Hong Kong Airways
- Hong Kong Airways logo
- Commenced operations: 1947
- Ceased operations: 1959
- Operating bases: Kai Tak Airport
- Fleet size: 4
- Destinations: 8
- Parent company: British Overseas Airways Corporation (1947 – 30 November 1949) Jardine Matheson & Co. (1947–1959, sole ownership after 1949)
- Headquarters: British Hong Kong

= Hong Kong Airways =

Flag carrier of British Hong Kong

Hong Kong Airways (HKA) was the flag carrier of British Hong Kong during the late 1940s and 1950s.

==Context of launch==

In 1946, Jardine Air Maintenance Company (JAMCo) had been formed to serve the rapidly expanding portfolio of airlines serving Hong Kong, and Jardine Airways was formed as the general sales agent of BOAC and other carriers in Hong Kong and China. HKA was formed in 1947 by BOAC and Jardine Matheson & Co. (怡和). Jardines wanted to develop a Hong Kong carrier with the support of an enterprise backed by the British government. BOAC wanted to create a feeder carrier to transport passengers from their London to Hong Kong service to onward destinations in China and the Far East. Additionally, the British government wanted to develop a new market for British manufactured aircraft. Jardines was the general sales agent of HKA and became the owner before selling to government-backed partner BOAC.

==Fight for air transport services in Hong Kong==

In May 1949, an agreement was signed by Cathay Pacific (Jock Swire) and BOAC (on behalf of Hong Kong Airways) along Governor Alexander Grantham's lines of route allocation to each party. Cathay secured the valuable routes of Bangkok, Singapore, Haiphong, Saigon, Sandakan, Jesselton, Labuan, and Rangoon (with an extension possible to Calcutta). This left HKA with Canton, Macao, Shanghai and Tientsin, not, after all, Japan.

On 1 December 1949, BOAC sold Hong Kong Airways back to Jardines, but it soon ran for cover to another 'big brother', in a charter association with the American company Northwest Airlines for its Taipei and Tokyo services.

In 1953, the British government attempted to form a single regional airline by bringing about a merger between BOAC, Cathay Pacific, and Hong Kong Airways. This eventually led to Cathay Pacific taking over Hong Kong Airways on 1 July 1959, with BOAC getting 15 per cent of Cathay Pacific's shares and a seat on the Board.

==Legacy==

On 1 November 1950, JAMco merged with Swire/Cathay Pacific maintenance interests to form HAECO, with Jardines receiving a parcel of HAECO shares, though this gradually waned. HKA itself merged with Cathay Pacific on 1 July 1959. Jardine Airways remained the exclusive General Sales Agent in Hong Kong for British Airways until the year 2000.

Another Jardine affiliate, Eupo Air (歐亞) chartered seats for distribution primarily amongst the Chinese community on British Airways flights on the Hong Kong to London route from 1983 to 2002, a similar partnership to that of HKA and Northwest Airlines in the 1950s.

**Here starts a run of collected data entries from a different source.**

PR #4197, opened 2021-08-11
Fix Vertical Units check in GetProjection()

C41eb:
The GetProjection() function should ignore values that are within the Private User Implementations range rather than throwing an exception. In fact, it does ignore values that are set to a user-defined unit (32767)

### DIFF
--- a/gdal/frmts/gtiff/gt_wkt_srs.cpp
+++ b/gdal/frmts/gtiff/gt_wkt_srs.cpp
@@ -1366,7 +1366,7 @@ OGRSpatialReferenceH GTIFGetOGISDefnAsOSR( GTIF *hGTIF, GTIFDefn * psDefn )
 /* -------------------------------------------------------------------- */
 /*      Set the vertical units.                                         */
 /* -------------------------------------------------------------------- */
-        if( verticalUnits > 0 && verticalUnits != KvUserDefined
+        if( verticalUnits > 0 && verticalUnits < KvUserDefined
             && verticalUnits != 9001 )
         {
             char szCode[12];


gdal/frmts/gtiff/gt_wkt_srs.cpp
```diff
@@ -1366,7 +1366,7 @@ OGRSpatialReferenceH GTIFGetOGISDefnAsOSR( GTIF *hGTIF, GTIFDefn * psDefn )
 /* -------------------------------------------------------------------- */
 /*      Set the vertical units.                                         */
 /* -------------------------------------------------------------------- */
-        if( verticalUnits > 0 && verticalUnits != KvUserDefined
+        if( verticalUnits > 0 && verticalUnits < KvUserDefined
```
rouault, line 1369: if verticalUnits > KvUserDefined, this will now go to the else branch that will assign a metre vertical unit, which is likely incorrect. I'm not sure which behaviour would be appropriate, perhaps not set the vertical CRS at all, and emit a warning ? Can you share a file that triggers this ?

C41eb: I have attached a file with the VerticalUnitsGeoKey set to a private usere implementation value of 32771.

 The primary concern is that with the current implementation throws an exception when it should not.
Furthermore, in the affected files, the VerticalCSTypeGeoKey and VerticalDatumGeoKey are both set to User-Defined, so I think that no vertical information is going to be set in the spatial reference in these cases. 

Maybe as you said not setting the vertical CRS at all could be the correct resolution
[VerticalUnitsGeoKey_32771.zip](https://github.com/OSGeo/gdal/files/6972501/VerticalUnitsGeoKey_32771.zip)

rouault: I've added a commit to your branch to ignore vertical information when one of the tag has a value in the private user range

PR #4218, opened 2021-08-12
ogrdxflayer.cpp: use std::unique_ptr

rouault:


gdal/ogr/ogrsf_frmts/dxf/ogrdxflayer.cpp
```diff
@@ -459,7 +459,7 @@ OGRDXFFeature *OGRDXFLayer::TranslateMTEXT()
 {
     char szLineBuf[512];
     int nCode = 0;
-    OGRDXFFeature *poFeature = new OGRDXFFeature( poFeatureDefn );
+    auto poFeature = std::unique_ptr<OGRDXFFeature>(new OGRDXFFeature( poFeatureDefn ));
```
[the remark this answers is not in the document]
rouault: > Is there a reason not to use `std::make_unique`?

yes, this is C++14, and our base requirement is C++11 currently. The (optional) PDF and MongoDB driver have higher requirements due to the underlying libraries requiring C++14 themselves.

gdal/ogr/ogrsf_frmts/dxf/ogrdxflayer.cpp
```diff
@@ -2190,21 +2143,20 @@ OGRDXFFeature *OGRDXFLayer::TranslateSPLINE()
 /*      Use the helper function to check the input data and insert      */
 /*      the spline.                                                     */
 /* -------------------------------------------------------------------- */
-    OGRLineString *poLS = InsertSplineWithChecks( nDegree,
-        adfControlPoints, nControlPoints, adfKnots, nKnots, adfWeights );
+    auto poLS = std::unique_ptr<OGRLineString>(InsertSplineWithChecks( nDegree,
+        adfControlPoints, nControlPoints, adfKnots, nKnots, adfWeights ));
```
atlight, line 2147: This function is defined in this file so it would make as much sense to change it to return `unique_ptr`. But maybe you want to do that in another commit.

atlight (approved):

gdal/ogr/ogrsf_frmts/dxf/ogrdxflayer.cpp
rouault: yeah, that can be done later. I just wanted to fix a few things on which cppcheck stumbled upon (false positives), and did similar changes through that file.

rouault:
follow-up in https://github.com/OSGeo/gdal/pull/4226 adding a cpl::make_unique<> C++11 compatible equivalent of std::make_unique

PR #4255, opened 2021-08-18
[pgeo] Always promote polygon or line layers to multi-type geometries

nyalldawson:
The Personal Geodatabase format has a similar approach to multi-part handling as Shapefiles, where polygon and multipolygon
geometries or line and multiline geometries will co-exist in a layer reported as just polygon or line type respectively.

To handle this in a predictable way for clients we always promote the polygon/line types to multitypes, and
correspondingly ALWAYS return multi polygon/line geometry objects for features (even if strictly speaking the
original feature had a polygon/line geometry object)

Also update the driver docs to reflect that evanmiller's mdbtools fork is now the official, maintained upstream


rouault:
> which always reports these layers as of single geometry
> type (even though they may contain mixed single/multi type geometries)

We didn't dare to change the behavior of the shapefile driver but for PGeo, I'd think we could probably just advertize the Multi types (ie LineString would be exposed as MultiLineString and Polygon as MultiPolygon.  Point and MultiPoint are likely different types if that's similar to shapefile) as the layer geometry type *and* promote the returned geometries consistently with that.

nyalldawson:
Ok, sounds good to me! I'll update accordingly

nyalldawson:
@rouault ok, updated

gdal/ogr/ogrsf_frmts/pgeo/ogrpgeolayer.cpp
```diff
@@ -296,6 +296,27 @@ OGRFeature *OGRPGeoLayer::GetNextRawFeature()
 
         if( poGeom != nullptr && OGRERR_NONE == err )
         {
+            // always promote polygon/linestring geometries to multipolygon/multilinestring,
+            // so that the geometry types returned for the layer are predictable and match
+            // the advertised layer geometry type. See more details in OGRPGeoTableLayer::Initialize
+            const OGRwkbGeometryType eFlattenType = wkbFlatten(poGeom->getGeometryType());
+            if( eFlattenType == wkbPolygon )
```
rouault, line 303: all below could likely be simplified to:
```suggestion
            if( eFlattenType == wkbPolygon || eFlattenType == wkbCurvePolygon || eFlatenType == wkbLineString || eFlattenType == wkbCompoundCurve )
            {
                poGeom = OGRGeometryFactory::forceTo(poGeom, OGR_GT_GetCollection(poGeom->getGeometryType()));
            }            
```

but regarding wkbCurvePolygon and wkbCompoundCurve, we should linearize them as a  MultiSurface/MultiCurve isn't a valid MultiPolygon/MultiLineString. The alternative would be to declare those generic wbkMultiSurface/wkbMultiCurve types as the layer geometry types. hum...

autotest/ogr/ogr_pgeo.py
```diff
@@ -286,7 +286,101 @@ def test_ogr_pgeo_8():
...
+
+def test_ogr_pgeo_9():
+    if ogrtest.pgeo_ds is None:
+        pytest.skip()
+
+    if ogrtest.active_driver.GetName() != 'PGeo':
+        # MDB driver doesn't report non-spatial tables
+        pytest.skip()
+
+    ogrtest.pgeo_ds = ogr.Open('data/pgeo/mixed_types.mdb')
```
rouault, line 301: the practice of assigning dataset handles to a ogrtest. member should not be perpetuated. It makes potentially the tests interdependent which should be avoided Just use a ``ds`` local variable

autotest/ogr/ogr_pgeo.py
```diff
@@ -286,7 +286,101 @@ def test_ogr_pgeo_8():
...
+
+def test_ogr_pgeo_10():
+    if ogrtest.pgeo_ds is None:
+        pytest.skip()
+
+    if ogrtest.active_driver.GetName() != 'PGeo':
+        # MDB driver doesn't report non-spatial tables
+        pytest.skip()
+
+    ogrtest.pgeo_ds = ogr.Open('data/pgeo/mixed_types.mdb')
```
rouault, line 349: same remark as above

autotest/ogr/ogr_pgeo.py
```diff
@@ -286,7 +286,101 @@ def test_ogr_pgeo_8():
...
+    if ogrtest.pgeo_ds is None:
+        pytest.skip('could not open DB. Driver probably misconfigured')
+
+    polygon_layer = ogrtest.pgeo_ds.GetLayerByName('polygons')
+    assert polygon_layer.GetGeomType() == ogr.wkbMultiPolygon
+
+    feat = polygon_layer.GetNextFeature()
+    if feat.GetField('pk') != 1:
```
rouault, line 309: you can probably remove testing for the pk field here. it is not relevant for the purpose of the test. applies to similar below instances

gdal/ogr/ogrsf_frmts/pgeo/ogrpgeolayer.cpp
nyalldawson: For reference this logic was (mostly) copied from the openfilegdb driver, so any changes should also be applied there

autotest/ogr/ogr_pgeo.py
nyalldawson: My intention there was to make the test easier to debug if (for whatever reason) the ordering of features changes

gdal/ogr/ogrsf_frmts/pgeo/ogrpgeolayer.cpp
rouault: > For reference this logic was (mostly) copied from the openfilegdb driver, so any changes should also be applied there

I see... so yes, we have the potential flaw I underlined. I don't see a good solution to this. Linearizing is a pity, but advertizing the too-generic MultiSurface / MultiCurve could be an issue. I'd suggest to use my above proposed code simplification (with a comment about the issue with CurvePolygon/CompoundCurve), which hopefully should do the same as your code, and port it to the openfilegdb driver (where those CurvePolygon / CompoundCurve are tested as far as I can see)

nyalldawson: Actually it's not possible to use curved geometries in a personal geodatabase, so I'll clean up that logic

autotest/ogr/ogr_pgeo.py
rouault: ok, perhaps just a ``assert feat.GetField('pk') == 1`` would be a good compromise of expressiveness vs verbosity (I like succint tests :-))

PR #4264, opened 2021-08-19
[dwg] Make Closed AcDb2dPolyline and AcDb3dPolyline to Closed OGRLineString

GISerliang:
When dwg files contain closed AcDb2dPolyline or AcDb3dPolyline, ogr read it to unclosed line because closed AcDb2dPolyline or AcDb3dPolyline end point not equal to start point, only use isClosed function show it was closed.

### DIFF
--- a/gdal/ogr/ogrsf_frmts/dwg/ogrdwglayer.cpp
+++ b/gdal/ogr/ogrsf_frmts/dwg/ogrdwglayer.cpp
@@ -725,6 +725,11 @@ OGRFeature *OGRDWGLayer::Translate2DPOLYLINE( OdDbEntityPtr poEntity )
         poIter->step();
     }
 
+    if (poPL->isClosed())
+    {
+        poLS->addPoint(poLS->getX(0), poLS->getY(0), poLS->getZ(0));
+    }
+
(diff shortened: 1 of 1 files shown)


gdal/ogr/ogrsf_frmts/dwg/ogrdwglayer.cpp
```diff
@@ -725,6 +725,11 @@ OGRFeature *OGRDWGLayer::Translate2DPOLYLINE( OdDbEntityPtr poEntity )
         poIter->step();
     }
 
+    if (poPL->isClosed())
```
rouault, line 728: For more safety
```suggestion
    if (poPL->isClosed() && !poLS->IsEmpty())
```

gdal/ogr/ogrsf_frmts/dwg/ogrdwglayer.cpp
```diff
@@ -758,6 +763,11 @@ OGRFeature *OGRDWGLayer::Translate3DPOLYLINE( OdDbEntityPtr poEntity )
...
```
rouault, line 766:
```suggestion
    if (poPL->isClosed() && !poLS->IsEmpty())
```

PR #4265, opened 2021-08-19
NITF: write support for multiple images, and definition in nitf_spec.xml of DES for reading

rouault:


rouault:
CC @pl-nfwarmerdam

PR #4281, opened 2021-08-21
[geomedia, walk] Check sql tables for required tables before trying to query them when trying to open a .mdb dataset

nyalldawson:
This avoids noisy warnings raised by mdbtools odbc driver when trying to open an mdb files which isn't a geomedia/walk database,
as mdbtools dumps a lot of debug warnings when a query is attempted against a table which doesn't exist

### DIFF
--- a/gdal/ogr/ogrsf_frmts/geomedia/ogrgeomediadatasource.cpp
+++ b/gdal/ogr/ogrsf_frmts/geomedia/ogrgeomediadatasource.cpp
@@ -140,6 +140,27 @@ int OGRGeomediaDataSource::Open( const char * pszNewName, int bUpdate,
         }
     }
 
+    // check for GAliasTable table
+    {
+        bool bFoundGAliasTable = false;
+        CPLODBCStatement oTableList( &oSession );
+        if( oTableList.GetTables() )
+        {
+            while( oTableList.Fetch() )
+            {
+                const CPLString osTableName = CPLString( oTableList.GetColData(2, "") );
+                const CPLString osLCTableName(CPLString(osTableName).tolower());
+                if( osLCTableName == "galiastable" )
+                {
+                    bFoundGAliasTable = true;
+                    break;
+                }
+            }
+        }
+        if (!bFoundGAliasTable )
+            return FALSE;
+    }
+
     pszName = CPLStrdup( pszNewName );
 
     bDSUpdate = bUpdate;
--- a/gdal/ogr/ogrsf_frmts/walk/ogrwalkdatasource.cpp
+++ b/gdal/ogr/ogrsf_frmts/walk/ogrwalkdatasource.cpp
@@ -91,6 +91,27 @@ int OGRWalkDataSource::Open( const char * pszNewName, int /* bUpdate */ )
         }
     }
 
+    // check for WalkLayers table
+    {
+        bool bFoundWalkLayersTable = false;
+        CPLODBCStatement oTableList( &oSession );
+        if( oTableList.GetTables() )
+        {
+            while( oTableList.Fetch() )
+            {
+                const CPLString osTableName = CPLString( oTableList.GetColData(2, "") );
+                const CPLString osLCTableName(CPLString(osTableName).tolower());
+                if( osLCTableName == "walklayers" )
+                {
+                    bFoundWalkLayersTable = true;
+                    break;
+                }
+            }
+        }
+        if (!bFoundWalkLayersTable )
+            return FALSE;
+    }
+
     pszName = CPLStrdup( pszNewName );
 
 /* -------------------------------------------------------------------- */


gdal/ogr/ogrsf_frmts/geomedia/ogrgeomediadatasource.cpp
```diff
@@ -140,6 +140,28 @@ int OGRGeomediaDataSource::Open( const char * pszNewName, int bUpdate,
...
 
+    // check for GAliasTable table
+    bool bFoundGAliasTable = false;
+    {
+        CPLODBCStatement oTableList( &oSession );
+        if( oTableList.GetTables() )
+        {
+            while( oTableList.Fetch() )
+            {
+                const CPLString osTableName = CPLString( oTableList.GetColData(2) );
```
rouault, line 151: looking at ogr/ogrsf_frmts/odbc/ogrodbcdatasource.cpp, I see a null ptr check for the return of .GetColData(2). Assigning a nullptr to a CPLString / std::string is undefined behaviour. So perhaps pass the "" as default value

```suggestion
                const CPLString osTableName( oTableList.GetColData(2, "") );
```

gdal/ogr/ogrsf_frmts/geomedia/ogrgeomediadatasource.cpp
```diff
@@ -140,6 +140,28 @@ int OGRGeomediaDataSource::Open( const char * pszNewName, int bUpdate,
...
+                const CPLString osLCTableName(CPLString(osTableName).tolower());
+
+                if( !osLCTableName.empty() && osLCTableName == "galiastable" )
```
rouault, line 154: can be likely simplified as (was the empty() check to be slighly more performant ? but in that case I believe that empty string is highly unlikely, so that will not be necessary)
```suggestion
                if( osLCTableName == "galiastable" )
```

gdal/ogr/ogrsf_frmts/geomedia/ogrgeomediadatasource.cpp
```diff
@@ -140,6 +140,28 @@ int OGRGeomediaDataSource::Open( const char * pszNewName, int bUpdate,
         }
     }
 
+    // check for GAliasTable table
+    bool bFoundGAliasTable = false;
```
rouault, line 144: this variable can be moved within the block

gdal/ogr/ogrsf_frmts/walk/ogrwalkdatasource.cpp
```diff
@@ -91,6 +91,27 @@ int OGRWalkDataSource::Open( const char * pszNewName, int /* bUpdate */ )
         }
     }
 
+    // check for WalkLayers table
+    bool bFoundWalkLayersTable = false;
```
rouault, line 95: can be moved within the block

gdal/ogr/ogrsf_frmts/walk/ogrwalkdatasource.cpp
```diff
@@ -91,6 +91,27 @@ int OGRWalkDataSource::Open( const char * pszNewName, int /* bUpdate */ )
...
+    {
+        CPLODBCStatement oTableList( &oSession );
+        if( oTableList.GetTables() )
+        {
+            while( oTableList.Fetch() )
+            {
+                const CPLString osTableName = CPLString( oTableList.GetColData(2) );
```
rouault, line 102:
```suggestion
                const CPLString osTableName( oTableList.GetColData(2, "") );
```

gdal/ogr/ogrsf_frmts/walk/ogrwalkdatasource.cpp
```diff
@@ -91,6 +91,27 @@ int OGRWalkDataSource::Open( const char * pszNewName, int /* bUpdate */ )
...
+                const CPLString osLCTableName(CPLString(osTableName).tolower());
+                if( !osLCTableName.empty() && osLCTableName == "walklayers" )
```
rouault, line 104:
```suggestion
                if( osLCTableName == "walklayers" )
```

rouault:
Note: if you're interested in silencing mdbtools stderr messages, in OGRPGeoDataSource::CountStarWorking(), I have a hack for that for Linux (could probably work on other POSIX systems). If we wanted to generalize that use, we should probably move that to CPL as a ``CPLStderrSilencer`` class.

nyalldawson:
> Note: if you're interested in silencing mdbtools stderr messages, in OGRPGeoDataSource::CountStarWorking(), I have a hack for that for Linux (could probably work on other POSIX systems). If we wanted to generalize that use, we should probably move that to CPL as a CPLStderrSilencer class.

Thanks for the pointer! I'll leave it for now as I'm finding the warnings helpful, but will swing back round to this later

PR #1, opened 2020-04-15
Add support for black config

Mystic-Mirage:
Hi!

Now darker can use the black config.

It's ugly because it uses a dirty hack with click module. This was done for reusing purposes of the black code.


akaihola:

akaihola:

Mystic-Mirage:
Changed, according requests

As of 2013, Jardines' largest aviation interest in Hong Kong is its ground handling business, Jardine Aviation Services. However, Eupo Air still partners with British Airways and Jardine Travel to provide retail agency service, and corporate travel & expense management.

As of 2013, the Swire Group is still the principal shareholder in Cathay Pacific. Dragonair, now owned by Cathay Pacific as Cathay Dragon, was flying some of the routes originally pioneered by HKA until it ceased operations after COVID-19 in 2020

== Fleet ==
Hong Kong Airways operated a fleet of aircraft including:
- 1 Douglas DC-3
- 1 Douglas DC-4
- 2 Vickers Viscount V760D
  - VR-HFI leased from BOAC Associated Companies – sold to Malayan Airways in 1959
  - VR-HFJ leased from BOAC Associated Companies – sold to Malayan Airways in 1959

== Destinations ==
- British Hong Kong
  - Hong Kong – Kai Tak Airport Main hub
- China
  - Guangzhou – Pai Yuen Airport
  - Shanghai – Shanghai Longhua Airport
  - Taipei
- Japan
  - Tokyo - Haneda Airport
- Ryukyu Islands
  - Okinawa - Naha Airport
- Philippines
  - Manila - Nichols Field
- South Korea
  - Seoul - Gimpo International Airport

== Incidents and accidents ==
- On 11 July 1949, a Hong Kong Airways Douglas DC-3 (VR-HDQ) from Hong Kong to Canton, overran the runway during takeoff at Kai Tak Airport and crashed into the water. The aircraft sank after rescue operations. There were 11 occupants on board the aircraft, with no fatalities reported.